Assembly in Action: Vision Enables Reliable, High-volume Inspection
September 30, 2008
A machine vision system ensures that temperature controllers meet high quality standards.
InterControl (Nuremburg, Germany) manufactures thermostats, thermal links and temperature limiters used to control and monitor temperatures in household appliances and HVAC systems.
Recently, the company decided that one of the temperature controllers it makes for use in appliances needed to undergo a 100 percent quality inspection to ensure reliability. Comprised of a ceramic base with a bimetal mechanism and a number of different connection and fastening options, the controller is manufactured via a fully automated assembly process. Although it manufactures some 50 million of the controllers each year, InterControl wanted to ensure that every one of them was assembled correctly and that every ceramic base was crack-free.

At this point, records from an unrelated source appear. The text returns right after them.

PR #10922, opened 2024-09-22
wayland: implement the pointer warp protocol

Zamundaaa:
The pointer warp protocol allows us to warp the pointer to a different position on the surface, without any hacks like locking and unlocking the pointer

wayland-protocols MR: https://gitlab.freedesktop.org/wayland/wayland-protocols/-/merge_requests/337

### DIFF
--- a/src/video/wayland/SDL_waylandmouse.c
+++ b/src/video/wayland/SDL_waylandmouse.c
@@ -38,6 +38,7 @@
 #include "cursor-shape-v1-client-protocol.h"
 #include "pointer-constraints-unstable-v1-client-protocol.h"
 #include "viewporter-client-protocol.h"
+#include "pointer-warp-v1-client-protocol.h"
 
 #include "../../SDL_hints_c.h"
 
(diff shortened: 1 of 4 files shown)


Kontrabant:
Looks good overall. I do have one question regarding what events are expected after a successful warp request (motion?), which I also brought up in the protocol discussion, as it is currently unspecified.

Converting to draft for now, since the protocol is still under discussion.

meven:
https://gitlab.freedesktop.org/wayland/wayland-protocols/-/merge_requests/337 has been merged.

Next wayland-protocols release will allow this to move forward.

Kontrabant:
Merged, thanks!

meven:
The protocol is included with wayland-protocols 1.45, feel free to remove the xml protocol file and instead depend on wayland-protocols package 1.45 when 1.45 has propagated enough for your users.

meven:
> The protocol is included with wayland-protocols 1.45, feel free to remove the xml protocol file and instead depend on wayland-protocols package 1.45 when 1.45 has propagated enough for your users.

I wasn't aware you vendored all the protocols you implement https://github.com/libsdl-org/SDL/tree/main/wayland-protocols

The resulting inspection station employs a compact In-Sight 5400 machine vision camera from Cognex Corp. (Natick, MA) that processes approximately 80 assemblies per minute. Each individual temperature controller is inspected for a host of different defects, including ceramic separation, cracks and contact angles. The system also checks each base’s lateral supports; the geometry of its electrical connections; base plate hole diameters; flange type; and color. Total image-processing cycle time is approximately 0.3 second.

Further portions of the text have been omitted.